Let's start off with recognizing one basic fact. The REAL behavior of concrete is non-linear. Cracking, and creep for material non-linearity. And, then our regular P-Delta and p-little delta for geometric non-linearity.
For analysis, we typically take the material non-linearity out of it by assuming 0.7*Igross for columns and 0.35*Igross for beams. That's the standard way that most engineers account for cracking so that they can ignore (or greatly simplify) material non-linearity. We all know it's a gross over simplification, but that's what we do because it we're engineers not PhD researchers.
Chapter 6.6 Elastic First Order Analysis
When I mentioned the 0.25EI, that was referring to the Chapter 6.6 (of ACI 318-2014). Specifically, the P-little delta amplification factor..... Cm/{1-Pu/(0.75*Pc)}
Where Pc really equals the "euler buckling" load:
Pc = Pe = pi^2 * EI_eff / (KL)^2
In ACI 2014 (and going back a number of code cycles), EI_eff (for the purpose of the p-little delta amplification) can be estimated by section 6.6.4.4.4 (reference from ACI 318-2014).
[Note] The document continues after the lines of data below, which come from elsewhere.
PR #4425, opened 2019-11-19
Fix develop

felixdesouza:
**Goals (and why)**:
Handling a semantic merge conflict between #4405 and #4340. The latter hooks up closing/shutting down of resources. The former actually makes the timelock server spun up in integration tests run that code, both which weren't present 

`DisruptorAutobatcher` doesn't shutdown `ExecutorService`s :(. Instead it waits for the backlog of tasks to complete, and then stops the handler. This is problematic if the tasks contains blocking actions i.e. `LeaderElectionService#blockOnBecomingLeader`.

There doesn't seem to be a way to signal to a handler effectively that it needs to shutdown, I imagine due to perf reasons. Not trying to solve this problem just yet.

With the introduction of `stepDown` and leader ineligibility, it's one more point to ensure that the API in `LeaderElectionService` is respected. I moved the eligibility check further up so we could stop pinging if we're ineligible, reason being if we're not eligible and we fail to ping, there's nothing we can do anyway. However this goes in a loop with what calls it. In reality it needs to throw an `InterruptedException` since that's the contract of `LeaderElectionService#blockOnBecomingLeader` and the only way to signal that something has not gone right.

* If `AwaitingLeadershipProxy` is closed, including the underlying `LeaderElectionService` it will keep trying to gain leadership which will be fruitless, gives back some cpu.

* Since we're now stepping down when we close, we want to ensure that we can't break shutting down: if we fail to step down e.g. not enough nodes online, we will then just log and continue the shutdown process.

making existing tests pass.

Does the `PaxosLeaderElectionService` change "respect" the contract?

Commit by commit.

ASAP if you wanna merge anything in.

### DIFF
--- a/atlasdb-autobatch/src/main/java/com/palantir/atlasdb/autobatch/DisruptorAutobatcher.java
+++ b/atlasdb-autobatch/src/main/java/com/palantir/atlasdb/autobatch/DisruptorAutobatcher.java
@@ -19,7 +19,11 @@ package com.palantir.atlasdb.autobatch;
 import java.io.Closeable;
 import java.util.concurrent.ConcurrentMap;
 import java.util.concurrent.ThreadFactory;
+import java.util.concurrent.TimeUnit;
 import java.util.function.Function;
+
+import org.slf4j.Logger;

The first equation given is 0.4*E*Igross / (1+Beta_dns)
Beta_dns is the ratio of maximum sustained factored load to maximum factored load. In the commentary they suggest Beta_dns can be assumed to be 0.6, which makes EI_eff = 0.25 EI gross. But, only for the purpose of this moment amplification equation.
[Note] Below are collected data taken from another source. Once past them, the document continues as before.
PR #4426, opened 2019-11-19
[Timelock Partitioning] Part 48: Make use of templates for config whilst testing.

felixdesouza:
**Goals (and why)**:
There are quite a few configurations that we will end up testing. In the three node configuration, as it stands we have 3 separate configuration files for each node in the cluster and then for each minor modification/variation another set. This leads to configuration file rot where if we fix a bug/add useful logging/loggers, only a particular set of tests get it vs the other.

* Use freemarker to do the templating.
* You pass in `TemplateVariables` to the cluster, it will then set up the right number of nodes, and generate the correct set of templates that does the right thing.

* Existing tests should pass.

It's a bit "magic" but then again so is referencing random files and hoping they all work. It would be nice to serialise the config as is, but there's a lot of cruft which I don't think is serialisable and is also annoying to write, this feels like a good middle ground.

* `TemporaryConfigurationHolder`
* `TestableTimelockCluster`
* `TemplateVariables`
* `PaxosSuite`
* `paxosSingleServer.ftl`, `paxosMultiServer.ftl`

This week please.


timelock-server/src/testCommon/java/com/palantir/atlasdb/timelock/TemporaryConfigurationHolder.java
```diff
@@ -16,59 +16,59 @@
...
+        Template template = TEMPLATE_CONFIG.getTemplate(templateName);
+        template.process(
+                variables.withDataDirectory(temporaryFolder.newFolder().getAbsolutePath()),
+                new FileWriter(temporaryConfigFile));
     }
 
     String getTemporaryConfigFileLocation() {
         return temporaryConfigFile.getPath();
     }
+
```
OStevan: Is this intentional?

timelock-server/src/testCommon/java/com/palantir/atlasdb/timelock/TestableTimelockCluster.java
```diff
@@ -56,35 +52,28 @@
...
+        this(name, configFileTemplate, ImmutableList.copyOf(variables));
     }
 
-    public TestableTimelockCluster(ClusterName clusterName, String baseUri, String... configFileTemplates) {
-        this.clusterName = clusterName.get();
-        this.configs = Arrays.stream(configFileTemplates)
-                .map(this::getConfigHolder)
+    public TestableTimelockCluster(String name, String configFileTemplate, Iterable<TemplateVariables> variables) {
+        this.name = name;
+        this.configs = Streams.stream(variables)
```
OStevan: Can we change this to `Set<TemporaryConfigurationHolder>`?

felixdesouza: any particular reason why?

felixdesouza: @OStevan ping on this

Why do they use such a smaller value for this? To account for creep caused by sustained loads and the effect it could have on very slender columns.
Personally, I'm not a big fan of this type of amplification. This is all based on the assumption that you performed an Elastic - First Order analysis. Meaning, no material nonlinearity (I = 0.7 or 0.35) and no geometric non-linearity (i.e. hand calc methods for P-Big Delta and P-Little Delta).
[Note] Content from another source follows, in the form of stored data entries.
PR #4427, opened 2019-11-21
[WIP] Checkstyle update

OStevan:
**Goals (and why)**:
Update check style definitions to be usable with IDE check style plugin.

whenever


OStevan:
Discussed with @felixdesouza this PR is not easily reviewable since the commit history is not sufficiently clear for a big diff required by this PR.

Chapter 6.7 Elastic Second Order Analysis:
Now, Chapter 6.7 more accurately captures what I really think engineers are doing. The rest of the world (or the academics) would call this GNA (Geometrically non-linear analysis), which means we're accounting for the non-linearity due the change in geometry of the structure. P-Delta and P-little delta.
Rather than mess around with all the funny hand methods for amplification, section 6.7.1.2 (and the commentary) suggest that you capture P-little delta if you merely sub-divide your columns between floor levels. But, that means, their P-little delta amplification is now based on whatever assumptions you used for Icracked.... usually 0.7 Igross.
Hence you have a MAJOR difference between how p-little delta effects are calculated between the two methods of analysis. But, both methods still follow the letter of the code. Now, when is this a big deal?
Only when column slenderness is significant. I don't have a great feel for this for concrete (as most of my stability work has been with steel). But, the KL/r > 22 is a trigger for sway frames and KL/r > 40 is a trigger for non-sway frames.
Personally, I usually start my analysis WITHOUT sub-dividing my columns. When I'm close to a finalized design, then I'll sub-divide the most slender of them. If their moments change by more than 1% then I'd probably sub-divide them all and see how much of a change I get. If it's consistently above 1% difference from the moments before subdivision, then I would take a closer look at the P-little delta effect by hand rather than purely relying on the computer programs P-Delta analysis.